In two hours, she is scheduled to speak in front of the demonstrators who, as every day, occupy the semi-circular plaza that surrounds the town hall of San Jose, on the edge of Silicon Valley. The speech is not ready, but it does not matter. Helen Kassa is busy handing out food parcels to families who have been left jobless by the coronavirus epidemic. The African American community center where she volunteers receives several hundred applicants per week. Preserves and diaper packages are stacked on the tables, the young volunteers are not idle. Now that racial justice is “trending”, food banks are coming forward before they are even asked: “Is there anything we can do for you?”

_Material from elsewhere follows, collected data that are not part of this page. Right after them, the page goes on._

PR #248, opened 2022-12-21
Add job to create metrics for duplicate service certificates

markdboyd:

- Add CI job to create metrics for duplicate service certificates
- Add Docker files to facilitate running PG database for local testing/debugging
- Add code to find brokered domain services with multiple certificates in the database

## Security considerations

There shouldn't be any changes to security. We are just adding new metrics for the purposes of alerting and observability


docker/docker-compose.yml
```diff
@@ -0,0 +1,12 @@
+version: '3'
```
markdboyd, line 1: I created this docker-compose set up so that I could easily debug tests that interact with the database. 

The existing setup by default ran all the tests from **inside a Docker container**, which leaves no way to attach a debugger. This setup just runs PG as a service exposed on port 5432 of the host, which is what the configuration for local testing expects

docker/postgresql/Dockerfile
```diff
@@ -0,0 +1,44 @@
...
+  && echo "log_connections = on" >> "$PGCONFIG" \
+  && echo "log_disconnections = on" >> "$PGCONFIG" \
+  && echo "log_line_prefix = ''" >> "$PGCONFIG" \
+  && sed -ri "s!^#?(listen_addresses)\s*=\s*\S+.*!\1 = '*'!" "$PGCONFIG" \
+  && grep -F "listen_addresses = '*'" "$PGCONFIG" \
+  && echo 'CREATE DATABASE "test"' | postgres --single -D "$PGDATA" postgres \
+  && echo 'CREATE DATABASE "local-development"' | postgres --single -D "$PGDATA" postgres
+
+# Trust connection from Docker for local development
+RUN echo "host local-development ${USER} 172.16.0.0/12 trust" >> /tmp/data/pg_hba.conf
```
markdboyd, line 44: I'm very unsure about this. 

It's necessary to add something like this so that the testing database in the container can be accessed from the host machine. See https://www.postgresql.org/docs/current/auth-pg-hba-conf.html.

This Dockerfile is only used for local testing, so it's not like we're opening a security hole into an actual public-facing service.

Also, 172.16.0.0/12 is a reserved IP for local networking: https://en.wikipedia.org/wiki/Reserved_IP_addresses, so the idea is to make sure we're only allowing ingress from local IP ranges.

So it seems pretty safe, but it kinda freaks me out still

rcgottlieb (approved):

jameshochadel (approved):

PR #249, opened 2022-12-22
Add code and pipeline job to duplicate certs

markdboyd:

- Add pipeline job to remove duplicate certs
- Add code to remove duplicate certificate records from database and delete associated AWS certificate resources
- Add unit tests for code

## Security considerations

There shouldn't be any security impact


docker/postgresql/Dockerfile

Helen, 21, should be preparing for her final exam. She is completing her studies in political science at the nearby Santa Clara University. A private university, a bit bourgeois for a daughter of a political refugee who, at 16, was already the president of the local chapter of the NAACP (National Association for the Advancement of Colored People). But Santa Clara offered her a scholarship, and since the school is located near her home, she was able to pursue her higher education without ruining her parents’ income. The university has maintained the last courses. Not easy to stay motivated on the umpteenth dissertation on climate change when the revolution calls you. And when the professors pretend to ignore what’s going on outside. “When it came to Covid, it was the only thing that everyone wanted to talk about …”
Explaining “the privilege of being white”
The daughter of Ethiopian emigrants who arrived in the United States before her birth, Helen Kassa “did not have to internalize oppression like the descendants of slaves”. She became aware of the discrimination in third grade when she and her girlfriend were running through sprinkles on a hot day, and she was the only one to be suspended. She constantly had problems at school, but rarely enjoyed the same “merciful treatment as the others.”
It was a private school from which her mother quickly removed her. Not without having explained a thing or two to her about life and skin color. Better not to do anything stupid, “because they won’t see you as a child.” Since then, she has been on guard, her speech has softened.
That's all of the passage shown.